Aim of the exercise:
A single number is required: the count of lines in the records below that contain the word "sense".

[Saved data entries]
# # # #

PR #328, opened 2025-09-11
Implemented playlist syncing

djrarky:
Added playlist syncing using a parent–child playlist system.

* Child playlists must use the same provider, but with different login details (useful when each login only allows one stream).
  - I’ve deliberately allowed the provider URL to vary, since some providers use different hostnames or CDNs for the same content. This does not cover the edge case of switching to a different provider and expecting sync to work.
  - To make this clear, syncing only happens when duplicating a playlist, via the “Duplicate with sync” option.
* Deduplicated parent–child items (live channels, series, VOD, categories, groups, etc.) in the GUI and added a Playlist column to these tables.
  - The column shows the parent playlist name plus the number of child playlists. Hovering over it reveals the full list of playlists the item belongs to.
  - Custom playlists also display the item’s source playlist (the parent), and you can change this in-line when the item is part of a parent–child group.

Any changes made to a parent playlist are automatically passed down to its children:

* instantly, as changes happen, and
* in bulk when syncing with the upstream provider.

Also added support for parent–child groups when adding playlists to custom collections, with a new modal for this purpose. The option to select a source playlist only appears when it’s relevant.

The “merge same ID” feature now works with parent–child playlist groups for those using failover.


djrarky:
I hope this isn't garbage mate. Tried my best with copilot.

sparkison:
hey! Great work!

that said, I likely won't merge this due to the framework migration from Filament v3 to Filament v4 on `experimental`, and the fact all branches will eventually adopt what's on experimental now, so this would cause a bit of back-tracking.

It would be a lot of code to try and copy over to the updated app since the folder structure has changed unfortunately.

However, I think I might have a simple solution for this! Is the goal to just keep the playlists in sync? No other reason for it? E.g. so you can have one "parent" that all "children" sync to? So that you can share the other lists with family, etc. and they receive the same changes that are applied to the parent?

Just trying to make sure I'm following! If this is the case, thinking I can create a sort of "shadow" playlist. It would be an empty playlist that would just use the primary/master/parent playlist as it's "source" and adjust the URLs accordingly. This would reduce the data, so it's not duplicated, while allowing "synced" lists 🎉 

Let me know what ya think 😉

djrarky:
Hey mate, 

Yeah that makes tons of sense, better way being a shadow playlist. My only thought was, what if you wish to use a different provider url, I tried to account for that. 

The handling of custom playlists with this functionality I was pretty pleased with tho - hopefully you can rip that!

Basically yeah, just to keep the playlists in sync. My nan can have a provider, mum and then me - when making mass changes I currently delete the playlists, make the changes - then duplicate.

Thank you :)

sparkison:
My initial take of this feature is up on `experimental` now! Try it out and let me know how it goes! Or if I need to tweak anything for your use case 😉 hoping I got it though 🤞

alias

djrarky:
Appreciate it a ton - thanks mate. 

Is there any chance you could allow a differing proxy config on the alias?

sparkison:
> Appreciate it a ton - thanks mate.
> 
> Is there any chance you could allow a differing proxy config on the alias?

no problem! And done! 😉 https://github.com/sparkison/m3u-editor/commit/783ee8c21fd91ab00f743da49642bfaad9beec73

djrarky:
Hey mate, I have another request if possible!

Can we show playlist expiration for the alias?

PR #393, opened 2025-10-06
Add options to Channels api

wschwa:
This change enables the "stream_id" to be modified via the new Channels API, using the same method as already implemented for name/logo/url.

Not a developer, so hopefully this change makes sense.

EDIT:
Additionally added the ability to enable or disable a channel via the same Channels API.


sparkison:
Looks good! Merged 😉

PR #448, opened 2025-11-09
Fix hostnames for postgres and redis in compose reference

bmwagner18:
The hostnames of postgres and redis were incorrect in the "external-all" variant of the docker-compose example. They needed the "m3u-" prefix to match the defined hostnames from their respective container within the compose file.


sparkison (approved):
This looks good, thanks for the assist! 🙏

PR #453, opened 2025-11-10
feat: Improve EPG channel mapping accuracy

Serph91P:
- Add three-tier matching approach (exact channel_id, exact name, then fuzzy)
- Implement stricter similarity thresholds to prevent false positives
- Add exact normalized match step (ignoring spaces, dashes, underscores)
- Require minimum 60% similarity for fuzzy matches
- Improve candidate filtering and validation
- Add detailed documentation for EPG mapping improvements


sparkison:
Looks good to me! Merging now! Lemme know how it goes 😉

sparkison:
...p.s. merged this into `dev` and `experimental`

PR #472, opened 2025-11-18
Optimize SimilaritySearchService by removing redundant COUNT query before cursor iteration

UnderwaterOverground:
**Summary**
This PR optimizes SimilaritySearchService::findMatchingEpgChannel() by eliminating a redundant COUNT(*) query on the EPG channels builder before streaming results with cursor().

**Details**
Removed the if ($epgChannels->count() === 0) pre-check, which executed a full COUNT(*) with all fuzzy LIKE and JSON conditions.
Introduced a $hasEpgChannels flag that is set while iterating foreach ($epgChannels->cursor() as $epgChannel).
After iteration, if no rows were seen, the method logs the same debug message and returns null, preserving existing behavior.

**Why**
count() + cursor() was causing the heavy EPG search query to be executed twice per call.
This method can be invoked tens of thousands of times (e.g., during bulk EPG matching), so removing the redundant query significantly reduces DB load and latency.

# # # #

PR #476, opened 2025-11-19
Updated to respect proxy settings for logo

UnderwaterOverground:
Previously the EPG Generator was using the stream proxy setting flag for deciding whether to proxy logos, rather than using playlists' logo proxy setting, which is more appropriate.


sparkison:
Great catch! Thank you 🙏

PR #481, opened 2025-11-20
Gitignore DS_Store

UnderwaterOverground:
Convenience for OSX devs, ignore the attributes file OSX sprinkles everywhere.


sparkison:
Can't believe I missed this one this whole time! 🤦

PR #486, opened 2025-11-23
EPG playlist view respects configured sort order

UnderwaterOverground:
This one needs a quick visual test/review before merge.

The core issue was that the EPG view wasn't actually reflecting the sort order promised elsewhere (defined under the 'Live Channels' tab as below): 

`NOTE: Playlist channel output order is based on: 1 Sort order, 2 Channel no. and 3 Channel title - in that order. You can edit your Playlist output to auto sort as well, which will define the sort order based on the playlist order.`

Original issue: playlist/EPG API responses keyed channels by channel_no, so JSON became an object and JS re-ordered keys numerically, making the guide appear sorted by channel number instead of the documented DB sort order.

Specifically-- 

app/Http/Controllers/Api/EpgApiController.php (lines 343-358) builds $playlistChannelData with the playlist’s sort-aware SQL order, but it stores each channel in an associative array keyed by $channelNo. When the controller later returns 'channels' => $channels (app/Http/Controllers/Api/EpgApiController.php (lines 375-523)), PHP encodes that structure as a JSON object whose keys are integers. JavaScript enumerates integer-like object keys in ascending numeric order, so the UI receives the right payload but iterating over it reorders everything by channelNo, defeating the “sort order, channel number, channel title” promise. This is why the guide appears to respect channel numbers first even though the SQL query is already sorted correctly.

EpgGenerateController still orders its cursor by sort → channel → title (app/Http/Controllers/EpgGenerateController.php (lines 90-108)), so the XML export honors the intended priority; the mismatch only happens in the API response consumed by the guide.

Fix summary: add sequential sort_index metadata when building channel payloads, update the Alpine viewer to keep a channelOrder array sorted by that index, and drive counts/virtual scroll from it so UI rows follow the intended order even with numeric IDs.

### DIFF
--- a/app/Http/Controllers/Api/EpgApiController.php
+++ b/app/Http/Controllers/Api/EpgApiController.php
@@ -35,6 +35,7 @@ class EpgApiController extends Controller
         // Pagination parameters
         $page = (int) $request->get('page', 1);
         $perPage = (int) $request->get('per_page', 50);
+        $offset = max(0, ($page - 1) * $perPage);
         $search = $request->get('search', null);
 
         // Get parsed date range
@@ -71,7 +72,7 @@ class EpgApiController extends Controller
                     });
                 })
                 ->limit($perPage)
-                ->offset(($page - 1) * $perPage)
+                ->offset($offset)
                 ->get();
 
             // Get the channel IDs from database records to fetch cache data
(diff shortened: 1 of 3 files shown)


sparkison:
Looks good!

# # # #

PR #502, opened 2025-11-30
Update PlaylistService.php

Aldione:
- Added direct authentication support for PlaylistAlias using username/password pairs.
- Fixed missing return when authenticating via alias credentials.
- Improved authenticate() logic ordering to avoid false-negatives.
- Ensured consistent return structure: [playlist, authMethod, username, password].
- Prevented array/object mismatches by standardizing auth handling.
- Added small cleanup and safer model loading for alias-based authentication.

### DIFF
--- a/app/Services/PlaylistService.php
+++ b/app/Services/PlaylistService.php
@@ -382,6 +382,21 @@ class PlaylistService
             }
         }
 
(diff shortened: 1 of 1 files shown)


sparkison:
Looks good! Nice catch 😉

# # # #

Solved problem:
2